> [TASK DETAILS]
Nothing in the entries should change; repeat them exactly.

──────────────────────────────

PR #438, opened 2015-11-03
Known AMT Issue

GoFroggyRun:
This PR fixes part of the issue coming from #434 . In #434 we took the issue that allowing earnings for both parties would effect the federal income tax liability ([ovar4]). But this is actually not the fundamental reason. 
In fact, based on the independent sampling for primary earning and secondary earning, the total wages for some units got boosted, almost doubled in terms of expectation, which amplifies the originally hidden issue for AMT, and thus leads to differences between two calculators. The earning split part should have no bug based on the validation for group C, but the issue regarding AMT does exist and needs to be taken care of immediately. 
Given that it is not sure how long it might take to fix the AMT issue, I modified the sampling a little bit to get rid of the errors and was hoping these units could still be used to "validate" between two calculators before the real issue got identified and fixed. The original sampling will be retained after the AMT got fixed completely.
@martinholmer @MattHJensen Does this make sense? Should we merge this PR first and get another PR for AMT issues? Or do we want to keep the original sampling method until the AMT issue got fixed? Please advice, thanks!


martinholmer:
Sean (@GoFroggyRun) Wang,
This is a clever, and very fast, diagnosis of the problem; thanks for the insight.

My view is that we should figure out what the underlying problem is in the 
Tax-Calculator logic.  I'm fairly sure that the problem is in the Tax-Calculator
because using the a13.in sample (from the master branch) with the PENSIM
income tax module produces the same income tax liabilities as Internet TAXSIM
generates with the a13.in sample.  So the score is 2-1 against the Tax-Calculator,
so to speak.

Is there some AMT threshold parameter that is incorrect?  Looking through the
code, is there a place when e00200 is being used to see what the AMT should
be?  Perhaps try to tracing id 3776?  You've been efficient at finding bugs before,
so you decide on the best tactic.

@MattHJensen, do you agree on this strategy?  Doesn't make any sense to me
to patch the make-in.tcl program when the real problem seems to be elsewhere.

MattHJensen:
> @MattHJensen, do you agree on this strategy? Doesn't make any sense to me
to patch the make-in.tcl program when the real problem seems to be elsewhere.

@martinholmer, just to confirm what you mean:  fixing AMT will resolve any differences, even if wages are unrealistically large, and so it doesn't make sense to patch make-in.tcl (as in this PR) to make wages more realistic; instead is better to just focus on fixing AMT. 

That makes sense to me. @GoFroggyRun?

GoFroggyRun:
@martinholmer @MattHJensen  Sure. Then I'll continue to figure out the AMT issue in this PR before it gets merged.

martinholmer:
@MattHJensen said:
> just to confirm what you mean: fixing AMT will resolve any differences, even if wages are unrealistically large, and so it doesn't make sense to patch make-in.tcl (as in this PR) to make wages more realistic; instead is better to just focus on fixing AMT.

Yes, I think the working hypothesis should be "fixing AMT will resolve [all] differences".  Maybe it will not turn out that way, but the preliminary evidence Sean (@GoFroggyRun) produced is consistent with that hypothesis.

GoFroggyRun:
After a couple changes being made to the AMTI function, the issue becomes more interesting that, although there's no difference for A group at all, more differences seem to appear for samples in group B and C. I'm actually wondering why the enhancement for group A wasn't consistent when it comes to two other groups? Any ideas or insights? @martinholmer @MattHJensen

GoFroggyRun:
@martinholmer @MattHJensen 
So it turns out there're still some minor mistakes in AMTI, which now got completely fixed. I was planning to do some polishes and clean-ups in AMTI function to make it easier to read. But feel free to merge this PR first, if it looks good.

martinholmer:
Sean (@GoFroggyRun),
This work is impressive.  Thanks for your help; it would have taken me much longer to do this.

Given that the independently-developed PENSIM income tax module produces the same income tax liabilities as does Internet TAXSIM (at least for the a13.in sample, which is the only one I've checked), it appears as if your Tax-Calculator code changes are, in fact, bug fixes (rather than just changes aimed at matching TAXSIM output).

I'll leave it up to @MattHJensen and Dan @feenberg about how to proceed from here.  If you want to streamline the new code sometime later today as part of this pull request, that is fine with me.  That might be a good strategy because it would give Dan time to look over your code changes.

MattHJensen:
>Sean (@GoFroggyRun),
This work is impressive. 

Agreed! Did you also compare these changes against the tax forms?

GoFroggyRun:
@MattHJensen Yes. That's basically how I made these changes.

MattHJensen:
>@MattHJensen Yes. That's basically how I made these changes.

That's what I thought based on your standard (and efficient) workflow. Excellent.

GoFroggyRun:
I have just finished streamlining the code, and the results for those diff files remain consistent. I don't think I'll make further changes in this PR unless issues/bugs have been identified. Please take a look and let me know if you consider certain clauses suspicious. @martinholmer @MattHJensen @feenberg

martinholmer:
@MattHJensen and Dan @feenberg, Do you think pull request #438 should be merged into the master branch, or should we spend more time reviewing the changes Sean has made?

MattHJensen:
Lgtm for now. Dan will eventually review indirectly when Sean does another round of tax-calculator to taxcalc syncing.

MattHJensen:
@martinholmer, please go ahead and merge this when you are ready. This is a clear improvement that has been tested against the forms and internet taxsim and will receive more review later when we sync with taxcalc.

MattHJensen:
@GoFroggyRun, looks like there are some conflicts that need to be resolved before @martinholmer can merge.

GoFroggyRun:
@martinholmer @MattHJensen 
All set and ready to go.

──────────────────────────────

> [WRITTEN RESPONSE]
PR #438, opened 2015-11-03
Known AMT Issue

GoFroggyRun:
This PR fixes part of the issue coming from #434 . In #434 we took the issue that allowing earnings for both parties would effect the federal income tax liability ([ovar4]). But this is actually not the fundamental reason. 
In fact, based on the independent sampling for primary earning and secondary earning, the total wages for some units got boosted, almost doubled in terms of expectation, which amplifies the originally hidden issue for AMT, and thus leads to differences between two calculators. The earning split part should have no bug based on the validation for group C, but the issue regarding AMT does exist and needs to be taken care of immediately. 
Given that it is not sure how long it might take to fix the AMT issue, I modified the sampling a little bit to get rid of the errors and was hoping these units could still be used to "validate" between two calculators before the real issue got identified and fixed. The original sampling will be retained after the AMT got fixed completely.
@martinholmer @MattHJensen Does this make sense? Should we merge this PR first and get another PR for AMT issues? Or do we want to keep the original sampling method until the AMT issue got fixed? Please advice, thanks!


martinholmer:
Sean (@GoFroggyRun) Wang,
This is a clever, and very fast, diagnosis of the problem; thanks for the insight.

My view is that we should figure out what the underlying problem is in the 
Tax-Calculator logic.  I'm fairly sure that the problem is in the Tax-Calculator
because using the a13.in sample (from the master branch) with the PENSIM
income tax module produces the same income tax liabilities as Internet TAXSIM
generates with the a13.in sample.  So the score is 2-1 against the Tax-Calculator,
so to speak.

Is there some AMT threshold parameter that is incorrect?  Looking through the
code, is there a place when e00200 is being used to see what the AMT should
be?  Perhaps try to tracing id 3776?  You've been efficient at finding bugs before,
so you decide on the best tactic.

@MattHJensen, do you agree on this strategy?  Doesn't make any sense to me
to patch the make-in.tcl program when the real problem seems to be elsewhere.

MattHJensen:
> @MattHJensen, do you agree on this strategy? Doesn't make any sense to me
to patch the make-in.tcl program when the real problem seems to be elsewhere.

@martinholmer, just to confirm what you mean:  fixing AMT will resolve any differences, even if wages are unrealistically large, and so it doesn't make sense to patch make-in.tcl (as in this PR) to make wages more realistic; instead is better to just focus on fixing AMT. 

That makes sense to me. @GoFroggyRun?

GoFroggyRun:
@martinholmer @MattHJensen  Sure. Then I'll continue to figure out the AMT issue in this PR before it gets merged.

martinholmer:
@MattHJensen said:
> just to confirm what you mean: fixing AMT will resolve any differences, even if wages are unrealistically large, and so it doesn't make sense to patch make-in.tcl (as in this PR) to make wages more realistic; instead is better to just focus on fixing AMT.

Yes, I think the working hypothesis should be "fixing AMT will resolve [all] differences".  Maybe it will not turn out that way, but the preliminary evidence Sean (@GoFroggyRun) produced is consistent with that hypothesis.

GoFroggyRun:
After a couple changes being made to the AMTI function, the issue becomes more interesting that, although there's no difference for A group at all, more differences seem to appear for samples in group B and C. I'm actually wondering why the enhancement for group A wasn't consistent when it comes to two other groups? Any ideas or insights? @martinholmer @MattHJensen

GoFroggyRun:
@martinholmer @MattHJensen 
So it turns out there're still some minor mistakes in AMTI, which now got completely fixed. I was planning to do some polishes and clean-ups in AMTI function to make it easier to read. But feel free to merge this PR first, if it looks good.

martinholmer:
Sean (@GoFroggyRun),
This work is impressive.  Thanks for your help; it would have taken me much longer to do this.

Given that the independently-developed PENSIM income tax module produces the same income tax liabilities as does Internet TAXSIM (at least for the a13.in sample, which is the only one I've checked), it appears as if your Tax-Calculator code changes are, in fact, bug fixes (rather than just changes aimed at matching TAXSIM output).

I'll leave it up to @MattHJensen and Dan @feenberg about how to proceed from here.  If you want to streamline the new code sometime later today as part of this pull request, that is fine with me.  That might be a good strategy because it would give Dan time to look over your code changes.

MattHJensen:
>Sean (@GoFroggyRun),
This work is impressive. 

Agreed! Did you also compare these changes against the tax forms?

GoFroggyRun:
@MattHJensen Yes. That's basically how I made these changes.

MattHJensen:
>@MattHJensen Yes. That's basically how I made these changes.

That's what I thought based on your standard (and efficient) workflow. Excellent.

GoFroggyRun:
I have just finished streamlining the code, and the results for those diff files remain consistent. I don't think I'll make further changes in this PR unless issues/bugs have been identified. Please take a look and let me know if you consider certain clauses suspicious. @martinholmer @MattHJensen @feenberg

martinholmer:
@MattHJensen and Dan @feenberg, Do you think pull request #438 should be merged into the master branch, or should we spend more time reviewing the changes Sean has made?

MattHJensen:
Lgtm for now. Dan will eventually review indirectly when Sean does another round of tax-calculator to taxcalc syncing.

MattHJensen:
@martinholmer, please go ahead and merge this when you are ready. This is a clear improvement that has been tested against the forms and internet taxsim and will receive more review later when we sync with taxcalc.

MattHJensen:
@GoFroggyRun, looks like there are some conflicts that need to be resolved before @martinholmer can merge.

GoFroggyRun:
@martinholmer @MattHJensen 
All set and ready to go.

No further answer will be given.